Min Kyung Kong

Metabolic engineering of menaquinone-8 pathway of Escherichia coli as a microbial platform for vitamin K production

Menaquinone-8 (MK-8, vitamin K) is composed of a non-polar side chain and a polar head group. Escherichia coli was chosen and metabolically engineered as a microbial platform for production of MK-8. MK-8 content in E. coli was significantly enhanced by modulating two precursor pools, which supply a non-polar side chain and a polar head group, and further increased by blocking formation of the competitor ubiquinone-8 (Q-8). Overexpression of E. coli IspA, DXR, or IDI increased MK-8 content up to twofold. A similar positive effect was also observed when E. coli MenA, MenB, MenC, MenD, MenE, MenF, or UbiE was overexpressed. The Q-8-deficient ubiCA mutant enhanced MK-8 content by 30% compared to wild-type E. coli. When MenA or MenD was overexpressed, MK-8 content was enhanced fivefold compared with wild-type E. coli.

Engineering of a butyraldehyde dehydrogenase of Clostridium saccharoperbutylacetonicum to fit an engineered 1,4-butanediol pathway in Escherichia coli.

1,4‐Butanediol (1,4‐BDO) is currently produced from succinate via six enzymatic reactions in an engineered Escherichia coli strain. Butyraldehyde dehydrogenase (Bld) and butanol dehydrogenase of Clostridium saccharoperbutylacetonicum were selected based on their activities of catalyzing the final two reactions in the 1,4‐BDO pathway. To fit Bld into the non‐natural 1,4‐BDO pathway, we engineered it through random mutagenesis. Five Bld mutants were then isolated using a colorimetric Schiffs reagent‐based method. Subsequent site‐directed mutagenesis of Bld generated the two best Bld mutants, L273I and L273T, which produced 1,4‐BDO titers fourfold greater than those of wild‐type Bld. The enhanced 1,4‐BDO titers obtained using L273I and L273T clearly correlated with their enhanced activities, which were caused by amino acid mutations at position 273 of Bld. The highest titer of 1,4‐BDO (660 ± 40 mg/L) was obtained in a knock‐out E. coli strain [ΔldhA ΔpflB ΔadhE ΔlpdA::K. lpd(E354K) Δmdh ΔarcA gltA(R164L)] coexpressing Bld273T+Bdh. Biotechnol. Bioeng. 2014;111: 1374–1384.

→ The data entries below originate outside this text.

PR #1000, opened 2019-08-01
Default Project Name for the user

### LINKED ISSUE #981: Create a default Project Name
Along with default output path, we should also have a default project name to make the experience even faster.

streetcoder123:
Task: https://microsoftgarage.visualstudio.com/Intern%20GitHub/_workitems/edit/31967

**Changes**
- Added a default Project Name for the user

image

closes #981


src/extension/src/constants.ts
```diff
@@ -268,6 +268,8 @@ export const CONSTANTS = {
   VALIDATION_LIMIT: 3
 };
 
+export const APP_NAME_VALIDATION_LIMIT = 20;
```
jasmingoh: would it is ok if you change this constant to `PROJECT_NAME_VALIDATION_LIMIT` cause app name sounds like azure related stuff lol

streetcoder123: Sure. lol

src/extension/src/controller.ts
```diff
@@ -167,6 +171,31 @@ export class Controller {
     }
   }
 
+  private static getProjectName() {
+    const userOutputPath = vscode.workspace
+      .getConfiguration()
+      .get<string>("wts.changeSaveToLocation");
+    const outputPath: string = userOutputPath ? userOutputPath : os.homedir();
+    const defaultAppName = "myApp";
+    let newAppName = "myApp";
```
SahilTara: why not say newAppName = defaultAppName?

src/extension/src/controller.ts
```diff
@@ -167,6 +171,31 @@ export class Controller {
...
+    let count = 1;
+
+    while (
+      fs.existsSync(path.join(outputPath, newAppName)) &&
+      count <= PROJECT_NAME_VALIDATION_LIMIT
+    ) {
+      newAppName = `${defaultAppName}${count}`;
```
SahilTara, line 187: So the user can only have 20 projects generated for them by default?

Why not make it myApp_SomeRandomStringSeed? It makes it less likely for collisions as well.

src/extension/src/controller.ts
```diff
@@ -167,6 +171,31 @@ export class Controller {
...
+      count++;
+    }
+    if (count > PROJECT_NAME_VALIDATION_LIMIT) return;
```
SahilTara: Nit: This return is hard to notice at first glance. Can you move it to the next line at least? (Don't have to change if you feel the current way is better).

src/extension/src/controller.ts
streetcoder123: yup, makes sense

src/extension/src/controller.ts
streetcoder123: We were thinking about coming up with an app name. We decided to proceed with this pattern since this is how many editors go about giving default names to save files. I was also thinking about the random string appended to app name. The thing with that is it is not very user friendly to see a weird project name being already displayed as default.
For the number of projects, definitely, we can increase that to 50 or maybe 100 but I think that should be a safe choice to stop on.

src/extension/src/controller.ts
streetcoder123: Yeah, I will make it more noticeable :)

src/extension/src/controller.ts
streetcoder123: I have increased the limit to 50 for now.

SahilTara: Sounds good

SahilTara (approved):
Code looks good!

src/extension/src/controller.ts
jcoc611-microsoft: If you're worried about performance, you could do a binary search here. Start at 1, if not exists you can use that, else go to 2, then to 4, then to 8 etc. For the first one you find that doesn't exist, you can move back logarithmically. If it is 8 for example, then the real one is in (4, 8] so you can try 6 first, then 7 and then 8.

streetcoder123: That's a good idea. However, there is a possibility that the user somehow has the following folders: `myApp`, `myApp1` ,`myApp2`, `myApp4`. In this case, we won't be able to recognize that we have `myApp3` available for using as a default project names.

piotrmark: I think it's ok to generete myApp5 in this case :)

jsondoo (approved):
I think this should be a different PR but after clicking `Create New Project` it has no default name (or default output path) otherwise looks good

Tanya0609 (approved):

annielovesjs (approved):

src/extension/src/controller.ts
streetcoder123: Talked with the team, this approach might lead to several problems as far as user experience is concerned as well. For instance, hypothetically, if the user has myApp, myApp1, myApp2, myApp4, myApp8, myApp16 and mypp32, we will create an app name that would be greater than 32 in this case, whereas we might be good to create myApp3. 

It won't take much to do a binary search but the team does not see a value in it. Nevertheless, we can discuss this next week if we are thinking something wrong. We are merging this for now to have default name for the release. :)

PR #1001, opened 2019-08-01
App Service - create new resource group when selected

jasmingoh:
This PR handles the creation of new resource group when user selects "Create a new resource group" in the App Service form.

**Test:**
- Launch the extension in preview mode
- Take note of the project name
- On the Azure page, select App Service and choose "Create a new resource group"
- Create the project
- Go onto Azure portal and make sure that the resource group is created. The name of the newly created resource group should be `<project_name>_<timestamp>`


jasmingoh:
Reopened it here again #1002

PR #1003, opened 2019-08-02
Add compliance links in extension settings

### LINKED ISSUE #998: Extension Settings: Add Privacy Statement and Terms of Use
We will be adding Privacy Statement and Terms of Use to our extension settings since we are an open-source project

jsondoo:
This adds two new links in the vscode extension settings (privacy statement and terms of use)

image

If anyone knows how to not show the `Edit in settings.json` please let me know - all the other types I've tried seem to come with a button or an input field
close #998


src/extension/package.json
```diff
@@ -62,6 +62,10 @@
           "type": "boolean",
           "default": false,
           "description": "Enable upcoming features; Warning: may cause stability issues."
+        },
+        "wts.legalResources": {
+          "type": "null",
```
Tanya0609, line 67: just curious, why the type is null?

src/extension/package.json
```diff
@@ -62,6 +62,10 @@
...
+          "markdownDescription": "[Privacy Link](https://privacy.microsoft.com/en-US/privacystatement) | [Terms of Use](https://www.microsoft.com/en-us/legal/intellectualproperty/copyright/default.aspx)"
```
SahilTara, line 68: This seems like a weird place to put such info. Almost as if you were hiding it haha. Why not put it on the wizard or something?

xtinah-w: This was a decision made by Stephane, since this is an open-source project, people can use our product as they please and the best way to handle this was to put it in settings to have a balance between the nature of the product and always having it there.

src/extension/package.json
jsondoo: So for the type there is `null`, `array`, `number`, `object`, `string`, `boolean`, `object` according to VSCode autocomplete. Some of them show a checkmark like the boolean, some of them show an input field like the number and string. Rest of them show the `Edit in settings.json` like in screenshot above.

src/extension/package.json
jsondoo: Yea I agree, the settings was not really designed for this but from discussion with Stephane, we decided to put it here

src/extension/package.json
jsondoo: Also the docs are really limited and I haven't found an extension setting where they only show the strings yet

Tanya0609 (approved):

annielovesjs (approved):

jasmingoh (approved):

PR #1044, opened 2019-08-08
VueJS: Cleaning up code to conform to the Vue Style Guide

ali-kha:
This PR is based on expert feedback. Based on the Vue Style Guide, I updated all of the attributes in the templates. for example, a data binding `:fooData` should go before an event listener `@barEvent`. This isn't a logic problem but a styling one. Also components that are used in multiple places for different purposes should begin with the word `Base`, so I added that to our Warning component. 

Because this is a purely styling update, to test, generating a Vue project should be exactly the same both in logic and UI.


jcoc611-microsoft (approved):

streetcoder123 (approved):

templates/Web/Pages/Vue.MasterDetail/src/components/MasterDetailSideBarTab.vue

Metabolic engineering of the Stevia rebaudiana ent-kaurene biosynthetic pathway in recombinant Escherichia coli.

The ent-kaurene is a dedicated precursor pool and is responsible for synthesizing natural sweeteners such as steviol glycosides. In this study, to produce ent-kaurene in Escherichia coli, we modularly constructed and expressed two ent-kaurene genes encoding ent-copalyl diphosphate synthase (CPPS) and ent-kaurene synthase (KS) from Stevia rebaudiana known as a typical plant producing steviol glycoside. The CPPS and KS from S. rebaudiana were functionally expressed in a heterologous host E. coli. Furthermore, in order to enhance ent-kaurene production in E. coli, six geranylgeranyl diphosphate synthases (GGPPS) from various microorganisms and eight strains of E. coli as host were compared by measuring ent-kaurene production. The highest ent-kaurene production of approximately 41.1mg/L was demonstrated in E. coli strain MG1655 co-expressing synthetic CPPS-KS module and GGPPS from Rhodobacter sphaeroides. The ent-kaurene production was further increased up to 179.6 mg/L by overexpression of the three key enzymes for isoprenoid precursor, 1-deoxyxylulose-5-phosphate synthase (DXS), farnesyl diphosphate synthase (IspA) and isopentenyl diphosphate isomerase (IDI) from E. coli. Finally, the highest titer of ent-kaurene (578 mg/L) with a specific yield of ent-kaurene of 143.5mg/g dry cell weight was obtained by culturing E. coli strain MG1655 co-expressing the ent-kaurene module, DXS, IDI and IspA in 1L bioreactor containing 20 g/L glycerol.